The role of graph theory in big data analytics
No Thumbnail Available
Date
2019
Authors
Mashia, Kellen
Journal Title
Journal ISSN
Volume Title
Publisher
Abstract
Subgraph isomorphism detection is a computationally expensive problem which determines
if there exists a subgraph Gs = (Vs, Es) in a large graph (called the data graph) denoted by
G = (VG, EG); which matches some other given smaller graph Q = (VQ, EQ) (called the pattern
graph). According to J. R. Ullmann in [19], the subgraph isomorphism problem can be solved
through a brute-force enumeration procedure. In this dissertation we extensively study the
Ullmann algorithm for subgraph isomorphism detection along with some of the improvements
developed in [3]; and then we shall discuss the performance of the algorithm by conducting a
simulation analysis for distinct, randomly generated undirected graphs. The algorithm is theoretically
compared with the one proposed by L. P. Cordella in [6]. However, we only carried out
an efficiency analysis on the Ullmann algorithm due to lack of large sets of experimental data.

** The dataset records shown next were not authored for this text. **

PR #531, opened 2019-01-15
fix merge bug

Kukks:


Kukks:
@nicolasdorier  ping, this one is a bit important

Issue #461, opened 2018-12-18
Feature Request: Subscription KISS


nvk:
Create an end point for seller to generate/send subscription invoices/QR email. Or better let the seller create a rudimentary scheduler to send out these invoices. If the later, could be based customer email, choose SKU and interval.

Background: Many of the Patreon users choose it because of reoccurring payments. Bitcoin is push only, so a good work around is to give the seller an option send the 'patrons' a monthly invoice with QR.

PS: didn't spend a lot of time on this, one of your contributors suggested I place my [tweet/request here](https://twitter.com/nvk/status/1074762447020482564)

Keep up the great work.

bitcoinshirt:
Somewhat related and can be implemented in combination with #314 .

Sjors:
Subscriptions / recurring invoices would be great for SAAS in general. For the Patreon use case, it would allow some simplification of @JeffVandrewJr's LibePatron.

I wonder what's necessary for this. Is there a (daily) cron that can be leveraged to generate new invoices where needed?

At the data model level I think a `SubscriptionData` object could be like this:

```
public class SubscriptionData
    {
        public string StoreDataId
        {
            get; set;
        }
        public StoreData StoreData
        {
            get; set;
        }

        public string Id
        {
            get; set;
        }

        public DateTimeOffset Created
        {
            get; set;
        }

        public byte[] Blob
        {
            get; set;
        }
        public string ItemCode
        {
            get;
            set;
        }
        public string OrderId
        {
            get;
            set;
        }
        public string Status
        {
            get;
            set;
        }
        public string CustomerEmail
        {
            get;
            set;
        }
        public List<InvoiceData> Invoices { get; set; }
    }
```

For status and exceptions, the SAAS can always inspect invidual invoices, but it's nice to have a quick way of knowing if the subscription is active. 

```
public enum SubscriptionStatus
    {
        New, // First invoice sent, not complete
        Active, // Most recent invoice is complete
        PaymentPending, // Most recent invoice(s) incomplete (behavior is application specific),
        Cancelled
    }
```

Customer info gets copied into a `InvoiceData` object at each billing interval (the redundancy is fine, because if a customer changes their address that shouldn't impact previous invoices).

Kukks:
This is actually not that hard to implement at all. Just been busy :)

9mido:
I am not sure if this already exists in btcpayserver or not. It may need a separate issue so that it gets added in.

[...]

PR #532, opened 2019-01-15
Payment Requests

### LINKED ISSUE #314: Payment Requests
I regularly pay freelancers with Bitcoin. The problem is that once we agree on the amount, due to volatility, the amount changes, so sometimes I have to pay again, or they have to refund, etc. It's a pain. Especially if we agree on the amount a few days before the payment. Someone is always at a loss.

I've seen that Blokonomics[ launched a very nice tool.](https://www.blockonomics.co/invoicecreate/) From what I see it's an invoice which creates a countdown every time you open of the link with dynamic amounts refreshing.

screen shot 2018-10-05 at 09 50 28

I think we can do this easily to make BTCPay useful for freelancers. @Kukks and I discussed it a while ago, but we forgot about it, so I'm opening an issue for future reference and discussion.

### LINKED ISSUE #571: The App page is titled as Stores
This page title says 'Stores' when you are on the Apps page.

All the other pages have titles which match their header title. 

image

Kukks:
With this PR, I am introducing a new entity to BtcPay, Payment Requests as discussed in #314 

Closes #314 
Also Closes #571

A payment request is exactly what it sounds, a request to be paid. It consists of a title, description, amount and an optional expiry date. 

Until it expires, it can be paid at any time by creating a fresh invoice of the remaining balance on demand. Only one invoice can be active at a time per payment request.

It comes with the same real-time updates as the crowdfunding but with less colorful aspects to it. :) 

The UI will also display all invoices created through it along with all payment, tx ids and block explorer links. 

I will also add a print-friendly version that can be used to print for accounting purposes. 

Eventually, I will build #461  on top of Payment Requests since a payment request is perfect to send to an email on a schedule.

image


Kukks:
Added UTs, ready for you @NicolasDorier  💃

BTCPayServer/Controllers/AppsPublicController.cs
```diff
@@ -428,6 +431,62 @@ public ViewPointOfSaleViewModel.Item[] Parse(string template, string currency)
...
+            }
+
+            await Task.WhenAll(finalTasks);
+
+            return result;
+        }
+
+         public Dictionary<string, decimal> GetCurrentContributionAmountStats(InvoiceEntity[] invoices, bool usePaymentData = true)
+        {
+            if(usePaymentData){
```
NicolasDorier: format

BTCPayServer/Migrations/20190116102421_AddPaymentRequests.Designer.cs
```diff
@@ -0,0 +1,602 @@
+﻿// <auto-generated />
+using System;
+using BTCPayServer.Data;
+using Microsoft.EntityFrameworkCore;
+using Microsoft.EntityFrameworkCore.Infrastructure;
+using Microsoft.EntityFrameworkCore.Migrations;
+using Microsoft.EntityFrameworkCore.Storage.ValueConversion;
+
+namespace BTCPayServer.Migrations
```
NicolasDorier: What is this file? I don't remember  any file like this needed to be generated by entity when changing the DB.

BTCPayServer/PaymentRequest/PaymentRequestHub.cs
```diff
@@ -0,0 +1,211 @@
...
+                AmountCollected = amountCollected,
+                CurrencyData = _AppsHelper.GetCurrencyData(blob.Currency, true),
+                LastUpdated = DateTime.Now,
+                Invoices = invoices.Select(entity => new ViewPaymentRequestViewModel.PaymentRequestInvoice()
+                {
+                    Id = entity.Id,
+                    Amount = entity.ProductInformation.Price,
+                    Currency = entity.ProductInformation.Currency,
+                    ExpiryDate = entity.ExpirationTime.DateTime,
+                    Status = Enum.GetName(typeof(InvoiceStatus), entity.Status),
```
NicolasDorier: Don't use this, there is a `GetState()` I think that now you can use which indicate both the status and the exceptionStatus properly.

BTCPayServer/Services/PaymentRequests/PaymentRequestRepository.cs
```diff
@@ -0,0 +1,196 @@
...
+using NBitcoin;
+using NBXplorer;
+
+namespace BTCPayServer.Services.PaymentRequests
+{
+    public class PaymentRequestRepository 
+    {
+        private readonly ApplicationDbContextFactory _ContextFactory;
+        private readonly InvoiceRepository _InvoiceRepository;
+        private readonly EventAggregator _EventAggregator;
```
NicolasDorier: No event aggregator in the Repository, this is not the goal. A repository just abstract the storage technology.

BTCPayServer/Migrations/20190116102421_AddPaymentRequests.Designer.cs
Kukks: It was generated by the .net cli ef core tool. I dare not touch these :)

Kukks:
PR changes done @NicolasDorier deet

Kukks:
don't forget to review or I will just keep adding stuff @NicolasDorier 

 I refactored the status to make the hosted service lighter

BTCPayServer/Migrations/20190121133309_AddPaymentRequests.Designer.cs
```diff
@@ -0,0 +1,604 @@
+﻿// <auto-generated />
```
NicolasDorier: What is this file? it just rebuild the whole Models of all table Oo

NicolasDorier: I think you can remove it

BTCPayServer/Controllers/AppsPublicController.cs
```diff
@@ -428,6 +428,62 @@ public ViewPointOfSaleViewModel.Item[] Parse(string template, string currency)
...
+                    var tResult = await rateTask.Value;
+                    var rate = tResult.BidAsk?.Bid;
+                    if (rate == null) return;
+
+                    foreach (var stat in stats)
+                    {
+                        if (string.Equals(PaymentMethodId.Parse(stat.Key).CryptoCode, rateTask.Key.Right,
+                            StringComparison.InvariantCultureIgnoreCase))
+                        {
+                            result += (1m / rate.Value) *  stat.Value;
```
NicolasDorier: bug, additions are not atomic.
You are over complicating, you don't need `finalTasks` at all.

BTCPayServer/Controllers/PaymentRequestController.cs
```diff
@@ -0,0 +1,315 @@
...
+            return View("Confirm", new ConfirmModel()
+            {
+                Title = $"Remove Payment Request",
+                Description = $"Are you sure to remove access to remove payment request '{blob.Title}' ?",
+                Action = "Delete"
+            });
+        }
+
+        [HttpPost]
+        [Route("remove/{id}")]
```
NicolasDorier: can you instead `{id}/remove` ?

BTCPayServer/Controllers/PaymentRequestController.cs
```diff
@@ -0,0 +1,315 @@
...
+            _RateFetcher = rateFetcher;
+            _BtcPayNetworkProvider = btcPayNetworkProvider;
+            _PaymentRequestRepository = paymentRequestRepository;
+            _PaymentRequestStreamer = paymentRequestStreamer;
+            _EventAggregator = eventAggregator;
+            _AppsHelper = appsHelper;
+        }
+
+        [HttpGet]
+        [Authorize(AuthenticationSchemes = Policies.CookieAuthentication)]
```
NicolasDorier: Put the authorize at the `Controller` level.

BTCPayServer/Services/PaymentRequests/PaymentRequestRepository.cs
```diff
@@ -0,0 +1,249 @@
...
+
+        public PaymentRequestStatus Status { get; set; }
+
+        public byte[] Blob { get; set; }
+
+        public PaymentRequestBlob GetBlob()
+        {
+            var result = Blob == null
+                ? new PaymentRequestBlob()
+                : new Serializer(Network.Main).ToObject<PaymentRequestBlob>(Encoding.UTF8.GetString(Blob));
```
NicolasDorier: Don't hard code `Network.Main`. Why do you need the serializer at all? It seems to me you can use JsonConvert directly.

Kukks:
ready for another round @NicolasDorier  :P

NicolasDorier:
btw, let's keep it like that, but in the future I would prefer if JS was not mandatory, and instead just used to improve the user experience if available.
The apps are different.

Kukks:
I can do it, it's not a big thing. Give me an hour

Kukks:
Added No js version @NicolasDorier

britttttk:
This is an awesome feature, I'm super exited for this one.
My comments:

1. **expiry** - I've never heard this word used before in the US :P usually expiration 
2. **Calendar**:
    - What is the purpose of allowing users to choose past dates, if there is an option for no expiration? I don't think it can be paid if it's created as expired?
    - Is it possible, when the user re-opens the calendar for it to open to the date they have chosen?
    - Is it possible for calendar info to be kept through a PayReq error? I mean if they choose Bitcoin instead of BTC, the error deletes their calendar info and they have to do it again.
3. **No Deriv** - Causes the 'Make Payment' button on the PayReq page to hang forever... would maybe be better if it does nothing when pressed (how it is for CF App).
4. **Currency Choice**:
2currencytypes
    - What is the correct option here? One choice? A list?
    - The error message is very strange requesting a string or an array type? BTC, LTC doesn't work.
    - The error message displays incorrectly: "The Field The Currency..."
5. **UI Dashes:** - Normally there are dashes here
dashes

Kukks:
resolved all above ^

britttttk:
@Kukks Thanks for fixing everything. 

Should the Currency Field* be starred to show it's required? The light BTC text is great but if the user assumes it's pre-typed for you, the page hangs when they try to save? It's giving me a null exception error in VS. I'm not sure how that appears to the user. Is it ok?

NicolasDorier:
there is still some `.designer`

BTCPayServer/Controllers/AppsPublicController.cs
```diff
@@ -441,6 +441,62 @@ public ViewPointOfSaleViewModel.Item[] Parse(string template, string currency)
                 .ToArray();
         }
 
+        public async Task<decimal> GetCurrentContributionAmount(Dictionary<string, decimal> stats, string primaryCurrency, RateRules rateRules)
```
NicolasDorier: Why are you making it so complicated?

```csharp
        private async Task<decimal> GetCurrentContributionAmount(Dictionary<string, decimal> stats, string primaryCurrency, RateRules rateRules)
        {
            decimal result = 0;

            var ratesTask = _RateFetcher .FetchRates(
                stats.Keys
                    .Select((x) => new CurrencyPair( primaryCurrency, PaymentMethodId.Parse(x).CryptoCode))
                    .Distinct()
                    .ToHashSet(), 
                rateRules);
            foreach (var rateTask in ratesTask)
            {
                    var tResult = await rateTask.Value;
                    var rate = tResult.BidAsk?.Bid;
                    if (rate == null) continue;

                    foreach (var stat in stats)
                    {
                        if (string.Equals(PaymentMethodId.Parse(stat.Key).CryptoCode, rateTask.Key.Right,
                            StringComparison.InvariantCultureIgnoreCase))
                        {
                            result += (1m / rate.Value) *  stat.Value;
                        }
                    }
            }
            return result;
        }
```

Kukks: Simplified it. this thing is used in crowdfund app too

Kukks:
Ok @NicolasDorier  & @britttttk  

I added in server-side formatted amount like you wanted @NicolasDorier  and added * next to the required fields and fixed null error on invalid currency input.

Are you all done :P ?

britttttk:
@Kukks Thanks for fixing ^

The Amount field does not actually require user input (as you now denote with the asterisk).

As a result, the PayReq defaults to 0 which does not cause any problems in BTCPay. But what is the purpose of allowing PayReqAmt = 0 if it can't be paid? Only viewed, I can't imagine a use case for this. Some accounting reason perhaps, but it might be better to wait for someone to request this, imo. 

image

Specifically, what purpose does it serve for a user to create a PayReq which appears like this:

image

Kukks:
It's more work to "remove" the feature so let's not. While in creating
state, it is fine to have 0 in it anyway

britttttk:
tACK 

Thanks for your work @Kukks this is a really cool feature :D

BTCPayServer/Controllers/AppsPublicController.cs
NicolasDorier: yes, and it is probably bugged as it update result concurrently.

BTCPayServer/Views/PaymentRequest/MinimalPaymentRequest.cshtml
```diff
@@ -0,0 +1,161 @@
...
+@{
+    var status = Enum.Parse<PaymentRequestData.PaymentRequestStatus>(Model.Status, true);
+}
+<div class="container">
+    <div class="card">
+        <h1 class="card-header">
+            @Model.Title
+
+            <span class="text-muted float-right text-center">
+                @switch (status)
```
NicolasDorier: Can you put this code in the controller instead? Adding logic in the View really suck.

Kukks: (ノಠ ∩ಠ)ノ彡( \o°o)\

NicolasDorier: I will do it ok ok :D

NicolasDorier: But generally, logic in razor is bitch:
* Refactors does like rename does not change impact razor.cshtml
* It crashes at runtime

pavlenex:
This is a great PR with plenty of potential use-cases. It proved to be way better than I originally suggested.

My suggestions are more on the front-end side:

1. Rename Payment Request to Bills (BTCPay Bills sounds great), unless there is additional use-case beyond billing that you'd like to implement.

2. Remove text editor and use simple text field. (Text editor proved to be buggy sometimes. In billing, we don't need to add videos images etc.

3. Center the paymenr request back end (I did simple margin: auto;) and it looks much more focused.

margins

4. Move Store ID field bellow currency, it has more context there

5. Save settings and checkbox are not that good UX. Can we have "Save for Later" and ("Create Bill" or "Publish") without the checkbox. It does not make much sense and people will in most cases forget it, just like we do with the Crowfund app, so many people forget to check that box.

6. Add padding on top of the payment request so that it looks centered on the page and more focused.
capture44

7. Make a payment button, should be **Pay** or Pay Now.

Kukks:
I think the text editor should stay. Too many cool use cases can come out
of it.

britttttk:
> Remove text editor

I think the text editor could be used to send things like timesheets, contract information, videos can show progress of work, etc. with the payment request. I can think of more use cases for keeping it, than removing it. The text editor worked perfectly when I tested it :P

britttttk:
Kukks I like the improvments you have made. I see you fixed a bug in the pay button in your previous 2435187 commit. So I am going to mention that a bug still exists. I'm sorry if you are not ready for re-review. However, it exists like this:

----

**Example 1**:
- check box to allow payee to make the custom payment
- Payer chooses value, (in the Ex1 below it's 1 BTC) and they pay that value (1 BTC) in full.
- When they try to pay the remaining balance (in this case 9 BTC) it does not allow payment when the user clicks the pay button because it opens the Paid modal invoice from the previous payment. 

cantpayt8

----

**Example 2:** (same issue as Ex1)
- User pays 55 BTC of their custom 55 BTC invoice. Ok no problem.
- User pays 1 BTC of their custom 40 BTC invoice. Ok no problem.
- User tries to pay remaining balance of 44 BTC. Opens to a Completed Payment modal invoice. 

openstocompletedpayment

Kukks:
hmm ok, it's because the `/pay` mechanism grabs the last invoice. I will need to add a pay button next to the non-complete invoices and add some additional logic 

Thanks for the test cases

britttttk:
No problem. I like the custom pay button but it also seemed to work fine before when the user just underpaid the one request. If that was true, is it worth it to add extra pay buttons per request? It sounds to me like it could confuse the user. But I’m not sure how it was/will be.

Kukks:
Fixed, did not add any extra pay links. Instead, if there is an active invoice, you will only be able to pay that one.

britttttk:
@Kukks it still happens. It looks so much better though. Also the Tx Id it looks like this on Firefox :/ 

image

Kukks:
fiiiiiiiiixed

britttttk:
Works perfectly, thanks for fixing :D

NicolasDorier:
Nobody bitching about Kukks code anymore? @pavlenex ?
If so, that will be my turn after I reviewed it in my plane back to tokyo :D

Eskyee:
bonne voyage 🛩

pavlenex:
I haven't audited the code, but I tested the front end and UX of this PR. In my tests, I haven't found any bugs and all earlier bugs were fixed.

The only UX problem I've found is that the amount field always has 0, that needs to be deleted prior to entering a normal amount. I think that should be fixed.



I'm also not a fan of the 'actions' in the payment request view, especially on a mobile, it's hard to click. I'm afraid there's little to none to be done there until we improve the UI.

actions
actions2

My suggestion is that in future we make these requests even more customizable and probably allow drag and drop or color customization that will give more customization options for non-coders without having to use CSS.

So afaik, you can review it now @NicolasDorier

BTCPayServer/PaymentRequest/PaymentRequestHub.cs
```diff
@@ -131,14 +132,18 @@ protected override async Task ProcessEvent(object evt, CancellationToken cancell
...
+
                 await InfoUpdated(paymentRequestId);
             }
             else if (evt is PaymentRequestUpdated updated)
             {
-                if (updated.Data.Status != PaymentRequestData.PaymentRequestStatus.Creating)
+                if (updated.Published)
                 {
-                    await InfoUpdated(updated.PaymentRequestId);
+                    await _PaymentRequestService.UpdatePaymentRequestStateIfNeeded(updated.Data);
```
NicolasDorier: why? The `EditPaymentRequest` should have already updated the payment inside `CreateOrUpdatePaymentRequest`.

Kukks: When you save an item and publish( and was in creating state before), the state gets stuck on pending even if the payments were settled

NicolasDorier: How can payments be settled before publish?

Kukks: By setting the payment back to draft mode or a store owner pays it in create mode.

NicolasDorier: it should not be able to be back in draft mode

BTCPayServer/Models/PaymentRequestViewModels/ListPaymentRequestsViewModel.cs
```diff
@@ -80,6 +71,8 @@ public UpdatePaymentRequestViewModel(PaymentRequestData data)
         public string EmbeddedCSS { get; set; }        
         [Display(Name = "Allow payee to create invoices in their own denomination")]
         public bool AllowCustomPaymentAmounts { get; set; }
+
+        public bool Enabled { get; set; }
```
NicolasDorier: Can remove

BTCPayServer/Models/PaymentRequestViewModels/ListPaymentRequestsViewModel.cs
```diff
@@ -124,6 +107,8 @@ public ViewPaymentRequestViewModel(PaymentRequestData data)
             }
         }
 
+        public bool Enabled { get; set; }
```
NicolasDorier: Can remove

NicolasDorier:
Merged!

Much work has been done in this field, however, it still stands to be an open question in computer
science to improve the execution run-time of the algorithm. In future research, we intend
to revisit the graph and subgraph isomorphism detection problems as a possible PhD research
in Computer Science. In chapter one we introduced preliminary definitions which may be of
great help in understanding the main work in chapter two. In chapter two we study in detail
the Ullmann algorithm for the subgraph isomorphism problem which we then implement on
several examples to examine the execution run-time of the algorithm. The purpose of chapter
three is to introduce another useful algorithm for subgraph isomorphism detection, called the
VF2. In this chapter we study in detail the VF2 algorithm for subgraph isomorphism detection.
In chapter four we give a detailed simulation analysis by implementing the Ullmann algorithm
on one large data graph G = (VG, EG) of order 30 and size 30, along with 15 randomly generated
undirected graphs Q = (VQ, EQ). In this chapter we examine the algorithms efficiency by
applying it on all 15 random graphs to search for isomorphic subgraphs in the large data graph.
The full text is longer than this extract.